What to produce: Your answer must repeat the full listing, line for line.
══ Materials provided
PR #123, opened 2026-04-24
Add dump-test-diff.sh for viewing golden file assertion diffs

komiputer:
## Summary
- Adds `scripts/dump-test-diff.sh` — a helper that runs a single test and dumps the expected vs actual content when a golden file assertion fails.
- Gradle's cross-JVM serialization strips `AssertionFailedError` expected/actual values, so you never see the diff in normal test output. This script works around that by registering a JUnit 5 `TestWatcher` extension that catches failures inside the test JVM and writes both sides to `$SNAKT_TEST_DUMP_DIR/test-assertion-dump-*.txt` (default `/tmp`; override the env var to redirect).
- Handles the Kotlin test framework's `FileInfo` wrapper by extracting the file path and reading the golden file content directly.

The extension itself (`DumpAssertionDiffExtension`) lives in `test-fixtures` as a normal `.kt` file. It is inert unless the `META-INF/services` registration and `junit-platform.properties` autodetection flag are present, so leaving it on disk has no effect on normal test runs — the script only creates and cleans up those two registration files.

This supersedes #110, which emitted the extension source via a heredoc in the shell script; pulling it into a real file makes it reviewable/editable with IDE support and shrinks the script considerably.

Usage:
```
./scripts/dump-test-diff.sh "testArithmetic"
SNAKT_TEST_DUMP_DIR=/var/tmp/snakt ./scripts/dump-test-diff.sh "testArithmetic"
```

## Test plan
- [x] Intentionally broke a golden file, ran the script, confirmed both expected and actual content appear in the dump with the correct diff
- [x] Verified `./gradlew :formver.compiler-plugin:compileTestFixturesKotlin` succeeds with the new file
- [x] Verified `SNAKT_TEST_DUMP_DIR` override lands the files in the requested directory

### DIFF
--- a/formver.compiler-plugin/test-fixtures/org/jetbrains/kotlin/formver/plugin/DumpAssertionDiffExtension.kt
+++ b/formver.compiler-plugin/test-fixtures/org/jetbrains/kotlin/formver/plugin/DumpAssertionDiffExtension.kt
@@ -1,0 +1,74 @@
+package org.jetbrains.kotlin.formver.plugin
+
+import org.junit.jupiter.api.extension.ExtensionContext
+import org.junit.jupiter.api.extension.TestWatcher
+import org.opentest4j.AssertionFailedError
+import java.io.File
+
+// Dumps expected vs actual content from golden-file assertion failures to
+// /tmp/test-assertion-dump-*.txt. Inert unless registered via
+// META-INF/services and enabled via junit-platform.properties autodetection;
+// scripts/dump-test-diff.sh manages that registration transiently.
+class DumpAssertionDiffExtension : TestWatcher {
+    override fun testFailed(context: ExtensionContext, cause: Throwable) {
+        val baseName = context.displayName.replace(Regex("[^a-zA-Z0-9_]"), "_")
+        val assertions = collectAssertionErrors(cause)
+        for ((index, error) in assertions.withIndex()) {
+            val suffix = if (assertions.size > 1) "_$index" else ""
+            val name = "$baseName$suffix"
+            val expected = resolveValue(error.expected)
+            val actual = resolveValue(error.actual)
+            File("/tmp/test-assertion-dump-$name.txt").writeText(buildString {
+                appendLine("=== EXPECTED ===")
+                appendLine(expected)
+                appendLine()
+                appendLine("=== ACTUAL ===")
+                appendLine(actual)
+            })
+            System.err.println(">>> Assertion diff dumped to /tmp/test-assertion-dump-$name.txt")
+        }
+    }
+
+    private fun collectAssertionErrors(throwable: Throwable): List<AssertionFailedError> {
════
Solution to the problem:
PR #123, opened 2026-04-24
Add dump-test-diff.sh for viewing golden file assertion diffs

komiputer:
## Summary
- Adds `scripts/dump-test-diff.sh` — a helper that runs a single test and dumps the expected vs actual content when a golden file assertion fails.
- Gradle's cross-JVM serialization strips `AssertionFailedError` expected/actual values, so you never see the diff in normal test output. This script works around that by registering a JUnit 5 `TestWatcher` extension that catches failures inside the test JVM and writes both sides to `$SNAKT_TEST_DUMP_DIR/test-assertion-dump-*.txt` (default `/tmp`; override the env var to redirect).
- Handles the Kotlin test framework's `FileInfo` wrapper by extracting the file path and reading the golden file content directly.

The extension itself (`DumpAssertionDiffExtension`) lives in `test-fixtures` as a normal `.kt` file. It is inert unless the `META-INF/services` registration and `junit-platform.properties` autodetection flag are present, so leaving it on disk has no effect on normal test runs — the script only creates and cleans up those two registration files.

This supersedes #110, which emitted the extension source via a heredoc in the shell script; pulling it into a real file makes it reviewable/editable with IDE support and shrinks the script considerably.

Usage:
```
./scripts/dump-test-diff.sh "testArithmetic"
SNAKT_TEST_DUMP_DIR=/var/tmp/snakt ./scripts/dump-test-diff.sh "testArithmetic"
```

## Test plan
- [x] Intentionally broke a golden file, ran the script, confirmed both expected and actual content appear in the dump with the correct diff
- [x] Verified `./gradlew :formver.compiler-plugin:compileTestFixturesKotlin` succeeds with the new file
- [x] Verified `SNAKT_TEST_DUMP_DIR` override lands the files in the requested directory

### DIFF
--- a/formver.compiler-plugin/test-fixtures/org/jetbrains/kotlin/formver/plugin/DumpAssertionDiffExtension.kt
+++ b/formver.compiler-plugin/test-fixtures/org/jetbrains/kotlin/formver/plugin/DumpAssertionDiffExtension.kt
@@ -1,0 +1,74 @@
+package org.jetbrains.kotlin.formver.plugin
+
+import org.junit.jupiter.api.extension.ExtensionContext
+import org.junit.jupiter.api.extension.TestWatcher
+import org.opentest4j.AssertionFailedError
+import java.io.File
+
+// Dumps expected vs actual content from golden-file assertion failures to
+// /tmp/test-assertion-dump-*.txt. Inert unless registered via
+// META-INF/services and enabled via junit-platform.properties autodetection;
+// scripts/dump-test-diff.sh manages that registration transiently.
+class DumpAssertionDiffExtension : TestWatcher {
+    override fun testFailed(context: ExtensionContext, cause: Throwable) {
+        val baseName = context.displayName.replace(Regex("[^a-zA-Z0-9_]"), "_")
+        val assertions = collectAssertionErrors(cause)
+        for ((index, error) in assertions.withIndex()) {
+            val suffix = if (assertions.size > 1) "_$index" else ""
+            val name = "$baseName$suffix"
+            val expected = resolveValue(error.expected)
+            val actual = resolveValue(error.actual)
+            File("/tmp/test-assertion-dump-$name.txt").writeText(buildString {
+                appendLine("=== EXPECTED ===")
+                appendLine(expected)
+                appendLine()
+                appendLine("=== ACTUAL ===")
+                appendLine(actual)
+            })
+            System.err.println(">>> Assertion diff dumped to /tmp/test-assertion-dump-$name.txt")
+        }
+    }
+
+    private fun collectAssertionErrors(throwable: Throwable): List<AssertionFailedError> {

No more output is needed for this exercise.